Salsa Queen Celia Cruz Dies
Celia Cruz died of brain cancer yesterday at her home in Fort Lee,
New Jersey. The “Queen of Salsa” was seventy-eight.
The flamboyant and exuberant Cruz was born in Havana on October
21, 1924. She attended the country’s Conservatory of Music and by
1950 was singing in the immensely popular band, La Sonora
Matancera. Cruz sang with the group for more than a decade. She was
traveling in the United States with the ensemble during the 1959
revolution in Cuba — within a year, she became a permanent U.S.
resident. Two years later, she married La Sonora Matancera
trumpeter Pedro Knight; the couple celebrated their forty-first
anniversary on Monday.
For the next four decades Cruz dazzled audiences with her
energetic vocals, her trademark penchant for shouting “Azucar!”

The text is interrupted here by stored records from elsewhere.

PR #422, opened 2020-04-30
Add publishing steps to book

jackh726:


book/src/publishing.md
```diff
@@ -0,0 +1,34 @@
...
+## Publishing
+- For each crate in the order above, run `cargo publish`
+    - You will probably have to wait a couple seconds between each to let the index update
+
+## Post-publish
+- Bump the minor version in each `cargo.toml` and add a `-dev` suffix
+- Bump the dependency version for each crate
+- Add an `Unreleased` section in the `RELEASES.md`
+- Run `cargo check`
+- Tag release commit on github
```
nikomatsakis, line 33: Can we add an example of what the tag looks like? I can never remember e.g. whether to use `v0.1.0` or `0.1.0`

jackh726: Added an example :)

PR #430, opened 2020-05-03
.chalk file syntax writer

super-tuple:
This adds rendering lowered chalk data structure to the .chalk file syntax. 

See discussion in Zulip: https://rust-lang.zulipchat.com/#narrow/stream/144729-wg-traits/topic/.2Echalk.20file.20writer

Work in progress, the remaining tasks are:

- [x] make pull request
- [x] sort produced items by `DefId` and interleave them
- [x] refactor tests
    - [x] move tests into test crate
    - [x] modularize tests
- [x] fix TODO in `ImplDatum` about missing `WriterState::add_debrujin_index` call
- [x] test formatting
- [x] disambiguate between same-name structs and traits
- [x] write macro interface to `reparse_test` function to match existing tests
- [x] split display logic into submodules
- [x] add comment justifying reparse test with different output
- [x] determine fate of `RustIrDatabase::name_*` methods
- [x] implement the `LoggingRustIrDatabase` definition-collecting intercept type
    - [x] implement `LoggingRustIrDatabase`
    - [x] test `LoggingRustIrDatabase`
    - [x] ensure we test all constructs
    - [x] fix failing tests!
- [ ] update / add support and tests for constructs since we started
    - [x] opaque type definitions
    - [x] tuples (`TypeName::Tuple`)
    - [x] scalars (`TypeName::Scalar`)
    - [x] raw (`TypeName::Raw`)
    - [x] str literals
    - [x] ref types
    - [x] slices
    - [x] const type vars
    - [ ] const type values
        - [x] test
    - [ ] opaque type usage (`TypeName::OpaqueType`)
        - [x] test
    - [ ] `AliasTy::Opaque`
        - [x] test
    - [x] `TypeName::FnDef`
    - [x] `WhereClause::LifetimeOutlives`
    - [x] `TypeName::Array`
    - [ ] Closure types
- [x] extend display & logging to include solver goals, or decide to punt to future PR - Decided to punt!
- [x] remove `dbg!()` statements
- [x] combine the two `write_program` methods
- [x] more tests for `fn()` return types (regular, w/ generics, etc.)
- [x] add more `fn()` tests involving generics
- [x] ~~investigate~~ add support for local/external `ImplType`
- [x] fix stub type picking up to fix remaining ignored logging_db tests
- [x] flags on structs and impls
- [x] support `#[repr]` on structs.
- [x] support `#[lang(*)]` on traits.
- [x] support `#[object_safe]` on traits.


chalk-solve/src/split.rs
```diff
@@ -165,6 +165,41 @@ pub trait Split<I: Interner>: RustIrDatabase<I> {
...
+    /// # Returns
+    ///
+    /// Returns the tuple of:
+    ///
+    /// * the parameters for the impl (`[Y]`, in our example)
+    /// * the parameters for the associated type value (`['a]`, in our example)
+    fn split_associated_ty_parameters<'p, P>(
+        &self,
+        parameters: &'p [P],
+        associated_ty_datum: &AssociatedTyDatum<I>,
```
nikomatsakis, line 195: Maybe `split_projection` should call this function? Seems like some duplication.

chalk-integration/src/program_writer.rs
```diff
@@ -0,0 +1,980 @@
...
+        });
+        self.impl_data.values().for_each(|datum| {
+            lines.push(datum.display(ws).to_string());
+        });
+        lines.join("\n")
+    }
+}
+
+#[cfg(test)]
+mod test {
```
nikomatsakis, line 27: These should probably live in the [`tests`](https://github.com/rust-lang/chalk/tree/master/tests) directory

chalk-integration/src/program_writer.rs
```diff
@@ -0,0 +1,980 @@
+use chalk_solve::display::{RenderAsRust, WriterState};
+
+use crate::program::Program;
+
+pub trait WriteProgram {
```
nikomatsakis, line 5: I'm not really clear on what the role of this trait is

chalk-integration/src/program_writer.rs
daboross: Thanks! Right now this file is mostly just a stopgap so we could write tests before figuring out the tests directory structure.

chalk-integration/src/program_writer.rs
daboross: It's purely for the tests, and should be removed as we create the logging database

chalk-solve/src/split.rs
daboross: Thanks for catching that!

daboross:
Thank you for the quick review! As you could probably tell, there are quite a few things left in the codebase that are holdovers from WIP code. I've replied to the individual notes.

> Gave a quick skim -- one thing I was expecting to see which I didn't yet see is something like
> 
> ```rust
> /// Wraps another `RustIrDatabase` (`DB`) and monitors the calls that occur.
> /// When the `LoggingRustIrDatabase` is dropped, it writes a serialized
> /// version of Rust program to `W`.
> struct LoggingRustIrDatabase<I, W, DB>
> where DB: RustIrDatabase<I>, W: Write, I: Interner
> {
> 
> }
> ```

This is on our todo list! We found it easier to start by implementing & testing the display code separately, but this is the end goal.

If all goes well, we should be pushing up a first implementation tonight.

super-tuple:
We are mostly complete, but there are a few outstanding design decisions, which we have described on zulip:

*  `RustIrDatabase::name_*` methods: https://rust-lang.zulipchat.com/#narrow/stream/144729-wg-traits/topic/.2Echalk.20file.20writer/near/197021015

 * Wrapping `ChalkDatabase`: https://rust-lang.zulipchat.com/#narrow/stream/144729-wg-traits/topic/.2Echalk.20file.20writer/near/197826479

Thanks for all the assistance, we are really excited to contribute!

daboross:
I think we've made good progress on this today, and with this commit we've fixed all but two of the outstanding issues - the remaining two being `*_name` methods, and a bug in the `LoggerIrDatabase` (more details in chalk).

There are still features missing, mostly because of the backlog of dealing with new features added to chalk. But I think these will continue to pile up, and our strategy for implementing them shouldn't be dramatically different from the existing code.

Besides those issues, though, this should be ready. If either of you have time this week, do you think you could look over it?

tests/test_util/display.rs
```diff
@@ -0,0 +1,166 @@
...
+    };
+    (program $program:tt formatting matches $res:literal) => {
+        crate::test_util::display::test_formatting(
+            crate::test_util::strip_leading_trailing_braces(stringify!($program)),
+            $res,
+        )
+    };
+}
+
+pub fn write_program(program: &Program) -> String {
```
jackh726, line 26: This looks pretty similar to the `write_program` function in `chalk-solve/display`?

tests/test_util/display.rs
```diff
@@ -0,0 +1,166 @@
...
+    for datum in program.impl_data.values() {
+        display::write_top_level(&mut out, ws, &**datum).unwrap();
+    }
+    for datum in program.opaque_ty_data.values() {
+        display::write_top_level(&mut out, ws, &**datum).unwrap();
+    }
+    out
+}
+
+fn program_diff(original: &impl Debug, produced: &impl Debug) -> String {
```
jackh726, line 44: Wait are we actually diffing the program text? I don't think this is really helpful. Moreso, we just want the goals to be solvable (or fail) in the same way.

tests/test/mod.rs
```diff
@@ -1,300 +1,12 @@
...
-                        }
-                        None => false,
-                    });
-                    assert!(expected.next().is_none(), "Not enough solutions found");
-                }
-            }
-        });
-    }
-}
+pub use super::test_util::{test::*, *};
```
jackh726, line 9: Why move these? I'm not entirely against this change, but I think this PR is big enough that if you want to do this, splitting it into a separate PR would be helpful.

tests/test_util/logging_db.rs
```diff
@@ -0,0 +1,100 @@
...
+macro_rules! logging_db_output_sufficient {
+    ($($arg:tt)*) => {{
+        use chalk_solve::SolverChoice;
+        use crate::test_util::test::*;
+        let (program, goals) = parse_test_data!($($arg)*);
+        crate::test_util::logging_db::logging_db_output_sufficient(program, goals)
+    }};
+}
+
+pub fn logging_db_output_sufficient(
```
jackh726, line 20: A little bit of a verbose function body, but it gets the job done.😂

tests/logging_db/mod.rs
```diff
@@ -0,0 +1,164 @@
+#[test]
```
jackh726, line 1: Other tests I would like to see:
- Coverage of all the builtin types (e.g. scalars, str, never, etc.)
- Coverage of functions (fn ptr and fn def)

It might be useful to "wrap" the main tests locally just to have a broader test set, to see if we missed anything.

tests/display/where_clauses.rs
```diff
@@ -0,0 +1,111 @@
...
+            trait Bax<T> { type BaxT; }
+            trait Test {
+                type Assoc<T>: Bar + Baz<Foo> + Bax<T, BaxT=T>
+                    where
+                        Foo: Bax<T, BaxT=T>,
+                        Foo: Bar,
+                        dyn Bar: Baz<Foo>;
+            }
+        }
+        produces {
```
jackh726, line 17: Theoretically, if we *do* want to do this, why not just check that the program outputs itself?

tests/logging_db/mod.rs
jackh726: Welp I just scrolled up and saw these are coveraged. Well done :)

chalk-solve/src/logging_db.rs
```diff
@@ -0,0 +1,432 @@
...
+}
+
+/// Wraps a [`RustIrDatabase`], and, when dropped, writes out all used
+/// definition to the given file.
+///
+/// Uses [`LoggingRustIrDatabase`] internally.
+///
+/// Uses a separate type, `P`, for the database stored inside to account for
+/// `Arc` or wrapping other storage mediums.
+pub struct WriteOnDropRustIrDatabase<I, W, DB, P = DB>
```
jackh726, line 210: Why do we need this? I think it's okay to just make the user output before the LoggingDatabase is dropped manually.

chalk-solve/src/lib.rs
```diff
@@ -101,6 +103,19 @@ pub trait RustIrDatabase<I: Interner>: Debug {
 
     /// Check if a trait is object safe
     fn is_object_safe(&self, trait_id: TraitId<I>) -> bool;
+
+    /// Retrieves a trait's original name. No uniqueness guarantees.
+    /// TODO: remove this, use only interner debug methods
```
jackh726, line 108: I think this is probably fine to stay. At least for this PR. (Maybe we can have a followup PR that makes these optional and adds fallback support)

chalk-solve/src/logging_db.rs
super-tuple: In a [previous comment](https://github.com/rust-lang/chalk/pull/430#pullrequestreview-405228281) @nikomatsakis suggested we make the logging database write on drop. We opted to refactor this behavior out into a separate wrapper since we felt that it was distinct, and there are likely use-cases for just logging. Do you think it's worth having?

tests/test_util/display.rs
daboross: It's diffing the `Debug` output of `Program`! I'll add some comments to it at least. This particular function is just nice output if we fail - it isn't a test. The actual test _is_ a `old_lowered_program == new_lowered_program` test, though.

We decided to use an exact comparison between `Program`s because it allowed us to really easily write a bunch of different tests without having to specify goals for every one, and that let us cover a lot more ground with less test code. With this, we can just test that a struct with fields outputs the same struct with fields, without having to figure out what exactly in chalk uses fields and to rely on that code as well.

It seems reasonable that the end goal is to keep goals solveable the same way. To that end, I'd consider these as unit tests. They test the exact behavior of this specific `display` code, and then the `logging_db` tests can assume that we render items correctly, and can focus on ensuring we get everything necessary for goals to pass (or fail).

Does that seem reasonable? We could also revise this testing strategy, but it would mean rewriting most of the `display` tests so that they have reasonable goals to follow.

tests/test_util/display.rs
super-tuple: It is similar - good catch, we missed that one. One operates on the interface provided by `Program`, the other `RustIrLoggingDb`. I think we can write a function that transforms the data in a `Program` into a list of `RecordedItemIds` similar to what we have in the logging db, and then provide that to `chalk-solve::display::write_program`, eliminating the duplication of the writing logic. I'll add this to the pull request task list.

tests/test_util/display.rs
jackh726: Yeah, honestly the test coverage is really good. And it seems pretty reasonable to just check that `old_lowered_program == new_lowered_program`. I was originally skeptical about this, because I thought it would end up being dificult. But it doesn't seem so.

chalk-solve/src/logging_db.rs
jackh726: Hmm, I guess it's simple enough to keep.

tests/logging_db/mod.rs
daboross: > It might be useful to "wrap" the main tests locally just to have a broader test set, to see if we missed anything.

We tried to do this at first, but found difficulty hooking into the existing test function which used `ChalkDatabase` to run everything - we talked a bit about this on zulip. It'd be possible to write this in `solve_goal`, and use some of the suggestions (like maybe putting a `logging` flag in `ChalkDatabase`). However, I thought that it would lead to diminishing returns compared to tests directed at `LoggingIrDatabase`, and the huge amount of extra test harness code wouldn't be worth it.

My biggest objection was that running it on the existing test suite wouldn't hit too many extra edge cases, since we'd be running it on tests which weren't designed to test `LoggingIrDatabase` edge cases. If the cost is too great, like changing things in `ChalkDatabase`, then it'd be a bust.

But thinking about this again, there might be a reasonable strategy. We could just run our test harness at the end of `solve_goal`, rather than trying to integrate our tests into `solve_goal`. To run this on all tests, we would need to essentially fully duplicate `solve_goal` in our test code. But our current code still partially duplicates it, and the only reason it isn't full duplication is to stay minimal.

If it's OK that we fully duplicate `solve_goal`'s functionality, then we'll do that.

tests/display/where_clauses.rs
daboross: The problem here is that going through the loop always adds additional clauses to an `AliasEq` where clause. Lowering always transforms `Foo: Bax<T, BaxT=T>` into `Foo: Bax<T, BaxT=T>, Foo: Bax<T>`, and trying to undo that seemed like more work than it'd be worth.

Even if we included the output program as the source, it'd just add another `Foo: Bax<T>` clause and we'd be in the same place.

I'll add a comment to that to the test code, though. That's useful information that we didn't include!

tests/test/mod.rs
daboross: Right - I think we wanted to be able to use the internals from `test!` in `logging_db_output_sufficient!` defined `test_util/logging_db.rs`, and I think there were problems using macros from `tests/test/mod.rs` in `tests/test_util/logging_db.rs` with `test/` already using macros from `test_util.rs`.

This change is a separate commit, so making a separate PR wouldn't be hard at all. We could also revert it and work around this some less invasive way - like putting the macro for `logging_db` in `tests/logging_db/mod.rs` and just letting the macro dependency chain be `logging_db -> test -> test_util`.

tests/logging_db/mod.rs
jackh726: Nah, don't worry about it.

daboross:
By the way, thanks for the review! Didn't say that earlier. I realize this has gotten to be quite a large PR in terms of lines of code.

We made some progress today, but we spent more time thinking than fixing the code. We rebased and added support for additional constructs, but didn't implement the fixes for the two big issues mentioned above: `LoggingRustIrDatabase` not including everything referenced, and missing support for `const` values.

With the design guidance from the last zulip meeting, I think we now have everything we need to fix those two issues. We'll focus directly on implementing them next time we work on this, and that will either be next Saturday or the Saturday after that.

tests/test/mod.rs
daboross: We've removed this change, and can make another PR to do the misc. fixing later.

daboross:
We've finally gotten time to work on this this weekend, and have started implementing the fix for `logging_db` missing items! Mainly, finding IDs we're missing, and outputting stub items.

We also removed the big unnecessary `tests/test/mod.rs -> tests/test_util/test.rs` refactor from this PR.

I think we discussed merging this without fully supporting everything - if that's alright, then I think the only remaining blockers are:
- one known bug in the stub items code: It doesn't pick up trait associated item bounds
- a general lack of tests for the logging db

  The display code is well tested, but the logging_db gathering framework is not. We barely have 2 working tests... It should at least have one for each top level item it can record, and some covering the intricacies of stub items.

The PR is also now re-rebased onto master.

jackh726:
Indeed I do think this is worth merging, even for partial functionality.  @daboross how would you feel if I just merged this and opened issue(s) for followup? I have to go through the code again, but last time I looked, it was fairly complete.

I'm mostly just worried about this bitrotting. Especially given that Chalk is very much a moving target right now in terms of `RustIrDatabase` stability.

daboross:
Sorry I didn't see and respond to this earlier! Had a busy week. I'll try to be on more this coming work week.

Since we didn't realize, we've got another round of fixes from today.

If you've got time to review it (or start to review it, at least) we're good with that. Next week, we could also limit our changes to rebase + minimal fixes for that if you want to start a review & it isn't completely compiling when the review is done.

chalk-solve/src/display/bounds.rs
```diff
@@ -0,0 +1,158 @@
...
+    fn fmt(&self, s: &WriterState<'_, I>, f: &'_ mut Formatter<'_>) -> Result {
+        match self {
+            WhereClause::Implemented(trait_ref) => trait_ref.fmt(s, f),
+            WhereClause::AliasEq(alias_eq) => alias_eq.fmt(s, f),
+            WhereClause::LifetimeOutlives(lifetime) => lifetime.display(s).fmt(f),
+        }
+    }
+}
+
+/// This implementation correct inside where clauses.
```
jackh726, line 99: This doesn't make sense?

chalk-solve/src/display/bounds.rs
```diff
@@ -0,0 +1,158 @@
...
+            display_type_with_generics(
+                s,
+                self.trait_id,
+                &self.substitution.parameters(interner)[1..]
+            )
+        )
+    }
+}
+
+/// This implementation correct inside where clauses.
```
jackh726, line 116: Same here

chalk-solve/src/display/items.rs
```diff
@@ -0,0 +1,461 @@
...
+
+        let (impl_params_in_assoc_ty_value_env, _assoc_ty_value_params) =
+            s.db.split_associated_ty_value_parameters(&param_names_in_assoc_ty_value_env, self);
+
+        let s = &s.add_parameter_mapping(
+            impl_params_in_assoc_ty_value_env.iter().cloned(),
+            impl_param_names_in_impl_env,
+        );
+
+        // let params = s
```
jackh726, line 394: This comment can be removed

tests/display/assoc_ty.rs
```diff
@@ -0,0 +1,305 @@
+#[test]
```
jackh726, line 1: Just my general thoughts on these tests: great coverage, but I think I would like these to be combined when possible. For example, the test below could just merge the two programs.

Addtionally, comments for *what* each test/program is for would be nice.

(“Sugar!”) mid-song, and garish performance attire that was never
wanting for bright colors and things that sparkled. She recorded
prolifically with late percussion legend Tito Puente through the
late Sixties and early Seventies, and continued to entertain
audiences until as recently as last year.
Cruz’s legacy will live on in her recordings, which number more
than seventy, and footage of her dynamic live performances. She
also received a Lifetime Achievement Award from the Smithsonian
Institution and thirteen Grammy nominations (she won twice), and
Miami renamed one of its streets Celia Cruz Way.